> Task details
Everything from the first line below through the line with "is really necessary." is to be transcribed exactly, and nothing past it.

> Records provided
***

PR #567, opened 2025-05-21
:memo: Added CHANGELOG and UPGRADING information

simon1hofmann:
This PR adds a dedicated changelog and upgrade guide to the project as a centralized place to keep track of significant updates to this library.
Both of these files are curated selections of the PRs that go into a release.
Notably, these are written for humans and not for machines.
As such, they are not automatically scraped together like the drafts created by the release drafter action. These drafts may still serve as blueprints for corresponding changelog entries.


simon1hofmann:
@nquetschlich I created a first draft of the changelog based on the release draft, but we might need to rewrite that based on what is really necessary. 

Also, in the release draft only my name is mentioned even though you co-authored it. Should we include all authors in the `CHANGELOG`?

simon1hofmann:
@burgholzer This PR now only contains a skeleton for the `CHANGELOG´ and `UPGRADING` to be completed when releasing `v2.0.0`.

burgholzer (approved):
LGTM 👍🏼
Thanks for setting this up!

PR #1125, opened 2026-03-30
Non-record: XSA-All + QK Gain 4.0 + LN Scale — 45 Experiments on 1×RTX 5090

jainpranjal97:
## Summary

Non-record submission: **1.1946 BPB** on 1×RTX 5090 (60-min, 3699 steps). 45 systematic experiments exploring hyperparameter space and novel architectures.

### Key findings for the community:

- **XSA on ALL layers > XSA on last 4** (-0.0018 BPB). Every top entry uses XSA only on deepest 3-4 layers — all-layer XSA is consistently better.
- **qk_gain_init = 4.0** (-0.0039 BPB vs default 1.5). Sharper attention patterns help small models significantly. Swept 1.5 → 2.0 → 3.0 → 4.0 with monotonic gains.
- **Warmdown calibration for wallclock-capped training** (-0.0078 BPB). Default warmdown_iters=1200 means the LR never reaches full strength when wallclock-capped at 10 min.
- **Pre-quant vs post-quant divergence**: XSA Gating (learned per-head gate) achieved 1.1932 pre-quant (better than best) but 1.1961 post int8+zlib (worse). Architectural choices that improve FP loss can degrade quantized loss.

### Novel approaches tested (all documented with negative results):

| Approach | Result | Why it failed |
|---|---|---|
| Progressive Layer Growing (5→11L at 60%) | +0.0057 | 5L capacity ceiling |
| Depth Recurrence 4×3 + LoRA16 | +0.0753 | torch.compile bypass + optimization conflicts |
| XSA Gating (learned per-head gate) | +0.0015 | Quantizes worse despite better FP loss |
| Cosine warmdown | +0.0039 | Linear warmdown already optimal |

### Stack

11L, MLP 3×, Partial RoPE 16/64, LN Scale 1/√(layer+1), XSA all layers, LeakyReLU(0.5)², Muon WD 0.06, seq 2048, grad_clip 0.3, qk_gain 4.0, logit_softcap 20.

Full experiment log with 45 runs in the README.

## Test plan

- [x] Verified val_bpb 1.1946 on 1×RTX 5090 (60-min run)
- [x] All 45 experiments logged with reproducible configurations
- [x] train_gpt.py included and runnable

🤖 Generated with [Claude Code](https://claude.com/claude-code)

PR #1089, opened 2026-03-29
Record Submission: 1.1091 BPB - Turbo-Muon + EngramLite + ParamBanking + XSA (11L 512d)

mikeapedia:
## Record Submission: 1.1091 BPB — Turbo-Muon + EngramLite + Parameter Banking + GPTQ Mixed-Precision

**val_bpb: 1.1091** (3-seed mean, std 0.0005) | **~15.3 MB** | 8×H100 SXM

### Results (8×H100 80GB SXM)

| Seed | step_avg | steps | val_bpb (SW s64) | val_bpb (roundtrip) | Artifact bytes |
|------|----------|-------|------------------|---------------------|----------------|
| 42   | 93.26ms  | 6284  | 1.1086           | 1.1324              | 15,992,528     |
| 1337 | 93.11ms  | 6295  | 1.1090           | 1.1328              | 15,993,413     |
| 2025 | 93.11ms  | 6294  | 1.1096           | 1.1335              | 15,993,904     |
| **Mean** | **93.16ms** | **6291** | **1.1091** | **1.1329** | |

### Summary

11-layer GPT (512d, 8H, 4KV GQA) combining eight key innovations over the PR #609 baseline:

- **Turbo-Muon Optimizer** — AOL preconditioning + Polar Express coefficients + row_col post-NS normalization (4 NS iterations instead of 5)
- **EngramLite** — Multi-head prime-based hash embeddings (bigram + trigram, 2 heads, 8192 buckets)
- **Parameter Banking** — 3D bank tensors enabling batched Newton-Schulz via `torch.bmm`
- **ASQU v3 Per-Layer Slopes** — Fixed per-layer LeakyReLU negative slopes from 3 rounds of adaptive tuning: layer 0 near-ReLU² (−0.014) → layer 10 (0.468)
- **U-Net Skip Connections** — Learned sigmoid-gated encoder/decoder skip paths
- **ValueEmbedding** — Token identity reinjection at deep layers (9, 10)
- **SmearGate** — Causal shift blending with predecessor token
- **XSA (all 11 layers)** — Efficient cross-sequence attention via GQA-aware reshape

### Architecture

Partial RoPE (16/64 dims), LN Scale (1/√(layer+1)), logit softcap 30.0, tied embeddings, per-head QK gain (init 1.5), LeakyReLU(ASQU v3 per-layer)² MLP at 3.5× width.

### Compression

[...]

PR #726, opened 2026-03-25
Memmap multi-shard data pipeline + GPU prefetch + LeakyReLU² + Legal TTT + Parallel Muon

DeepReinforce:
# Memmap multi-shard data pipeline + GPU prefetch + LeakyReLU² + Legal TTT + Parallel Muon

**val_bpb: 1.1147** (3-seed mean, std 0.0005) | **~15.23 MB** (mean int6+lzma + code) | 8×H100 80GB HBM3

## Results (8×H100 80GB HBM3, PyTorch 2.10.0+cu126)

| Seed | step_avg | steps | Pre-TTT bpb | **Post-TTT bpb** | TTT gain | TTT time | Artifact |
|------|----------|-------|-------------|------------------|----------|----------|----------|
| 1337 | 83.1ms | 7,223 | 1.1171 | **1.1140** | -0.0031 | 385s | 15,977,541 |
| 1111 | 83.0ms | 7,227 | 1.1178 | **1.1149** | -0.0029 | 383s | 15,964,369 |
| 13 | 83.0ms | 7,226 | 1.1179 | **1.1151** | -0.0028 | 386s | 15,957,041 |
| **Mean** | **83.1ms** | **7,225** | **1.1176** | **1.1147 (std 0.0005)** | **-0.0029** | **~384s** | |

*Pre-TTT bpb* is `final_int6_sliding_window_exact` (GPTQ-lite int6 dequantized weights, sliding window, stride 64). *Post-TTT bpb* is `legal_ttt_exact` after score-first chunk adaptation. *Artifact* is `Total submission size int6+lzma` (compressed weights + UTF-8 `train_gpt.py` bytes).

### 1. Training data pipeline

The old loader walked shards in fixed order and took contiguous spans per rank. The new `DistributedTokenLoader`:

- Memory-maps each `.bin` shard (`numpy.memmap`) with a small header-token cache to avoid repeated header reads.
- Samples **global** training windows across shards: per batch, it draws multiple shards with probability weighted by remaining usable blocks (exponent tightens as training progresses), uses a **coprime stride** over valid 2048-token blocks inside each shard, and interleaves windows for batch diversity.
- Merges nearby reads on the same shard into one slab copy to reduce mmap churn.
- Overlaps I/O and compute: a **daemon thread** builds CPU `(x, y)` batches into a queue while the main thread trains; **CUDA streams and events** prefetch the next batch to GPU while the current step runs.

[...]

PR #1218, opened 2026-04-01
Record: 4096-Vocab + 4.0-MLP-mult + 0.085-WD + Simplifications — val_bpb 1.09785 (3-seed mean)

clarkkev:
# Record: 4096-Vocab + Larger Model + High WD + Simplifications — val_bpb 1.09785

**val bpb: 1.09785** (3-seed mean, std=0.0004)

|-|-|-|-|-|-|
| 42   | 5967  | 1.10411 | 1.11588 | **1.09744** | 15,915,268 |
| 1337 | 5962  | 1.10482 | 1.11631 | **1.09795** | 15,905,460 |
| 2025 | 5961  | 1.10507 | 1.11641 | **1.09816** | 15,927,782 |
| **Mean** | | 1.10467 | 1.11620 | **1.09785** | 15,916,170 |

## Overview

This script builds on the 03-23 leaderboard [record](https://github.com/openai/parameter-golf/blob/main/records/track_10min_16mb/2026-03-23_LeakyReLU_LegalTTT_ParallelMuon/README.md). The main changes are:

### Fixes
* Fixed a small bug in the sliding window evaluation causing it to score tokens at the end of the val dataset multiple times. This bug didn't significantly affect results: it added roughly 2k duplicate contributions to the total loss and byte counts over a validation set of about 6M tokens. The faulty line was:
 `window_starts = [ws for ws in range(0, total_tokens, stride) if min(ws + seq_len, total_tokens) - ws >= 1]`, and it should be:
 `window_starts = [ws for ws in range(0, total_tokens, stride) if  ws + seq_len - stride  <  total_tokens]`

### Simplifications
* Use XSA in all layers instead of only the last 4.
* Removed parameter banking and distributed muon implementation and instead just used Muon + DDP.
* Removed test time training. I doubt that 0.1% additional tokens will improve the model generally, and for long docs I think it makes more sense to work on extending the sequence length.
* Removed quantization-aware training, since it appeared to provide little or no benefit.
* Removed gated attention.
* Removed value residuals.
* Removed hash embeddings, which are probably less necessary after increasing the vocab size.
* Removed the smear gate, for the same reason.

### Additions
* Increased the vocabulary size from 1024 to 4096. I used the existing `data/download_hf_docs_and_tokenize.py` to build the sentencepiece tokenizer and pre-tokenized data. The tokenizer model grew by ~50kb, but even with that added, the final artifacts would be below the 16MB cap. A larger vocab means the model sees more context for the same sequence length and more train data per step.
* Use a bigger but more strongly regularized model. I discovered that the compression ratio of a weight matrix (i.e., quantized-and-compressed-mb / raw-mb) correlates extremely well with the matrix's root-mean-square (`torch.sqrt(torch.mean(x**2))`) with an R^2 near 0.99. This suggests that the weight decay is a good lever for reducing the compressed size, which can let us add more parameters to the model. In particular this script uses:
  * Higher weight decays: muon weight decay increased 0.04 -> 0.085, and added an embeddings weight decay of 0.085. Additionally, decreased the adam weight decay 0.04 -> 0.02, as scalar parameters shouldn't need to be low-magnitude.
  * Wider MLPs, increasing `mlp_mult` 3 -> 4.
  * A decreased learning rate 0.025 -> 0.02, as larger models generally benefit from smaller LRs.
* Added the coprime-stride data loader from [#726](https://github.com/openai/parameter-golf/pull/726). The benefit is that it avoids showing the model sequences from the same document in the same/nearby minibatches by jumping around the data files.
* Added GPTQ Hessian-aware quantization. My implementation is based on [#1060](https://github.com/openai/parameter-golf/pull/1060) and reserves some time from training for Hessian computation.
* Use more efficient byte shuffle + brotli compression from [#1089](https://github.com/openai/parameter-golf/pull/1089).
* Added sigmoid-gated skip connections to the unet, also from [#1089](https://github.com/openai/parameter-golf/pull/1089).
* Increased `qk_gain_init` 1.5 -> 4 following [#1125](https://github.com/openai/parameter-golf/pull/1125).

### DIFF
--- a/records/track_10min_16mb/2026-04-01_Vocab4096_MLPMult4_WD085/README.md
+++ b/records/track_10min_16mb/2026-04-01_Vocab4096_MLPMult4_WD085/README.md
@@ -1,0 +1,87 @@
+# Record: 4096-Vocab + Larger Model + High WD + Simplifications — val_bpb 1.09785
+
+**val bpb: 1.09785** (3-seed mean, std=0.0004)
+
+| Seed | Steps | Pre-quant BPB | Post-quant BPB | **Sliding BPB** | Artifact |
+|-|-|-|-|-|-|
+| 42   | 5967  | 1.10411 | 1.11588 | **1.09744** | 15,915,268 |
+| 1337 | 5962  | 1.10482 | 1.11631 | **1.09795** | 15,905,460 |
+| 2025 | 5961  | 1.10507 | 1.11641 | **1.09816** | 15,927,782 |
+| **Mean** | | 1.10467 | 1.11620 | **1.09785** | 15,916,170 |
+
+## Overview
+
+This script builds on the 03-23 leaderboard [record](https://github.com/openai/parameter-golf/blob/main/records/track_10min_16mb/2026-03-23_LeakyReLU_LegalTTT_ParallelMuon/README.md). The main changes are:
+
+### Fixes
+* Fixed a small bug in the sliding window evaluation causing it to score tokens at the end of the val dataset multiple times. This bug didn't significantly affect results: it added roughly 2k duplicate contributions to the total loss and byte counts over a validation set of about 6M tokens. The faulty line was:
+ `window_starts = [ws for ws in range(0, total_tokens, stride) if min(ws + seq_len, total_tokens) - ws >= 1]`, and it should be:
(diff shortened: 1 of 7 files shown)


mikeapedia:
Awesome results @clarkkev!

***

> Solution to the exercise
PR #567, opened 2025-05-21
:memo: Added CHANGELOG and UPGRADING information

simon1hofmann:
This PR adds a dedicated changelog and upgrade guide to the project as a centralized place to keep track of significant updates to this library.
Both of these files are curated selections of the PRs that go into a release.
Notably, these are written for humans and not for machines.
As such, they are not automatically scraped together like the drafts created by the release drafter action. These drafts may still serve as blueprints for corresponding changelog entries.


simon1hofmann:
@nquetschlich I created a first draft of the changelog based on the release draft, but we might need to rewrite that based on what is really necessary. 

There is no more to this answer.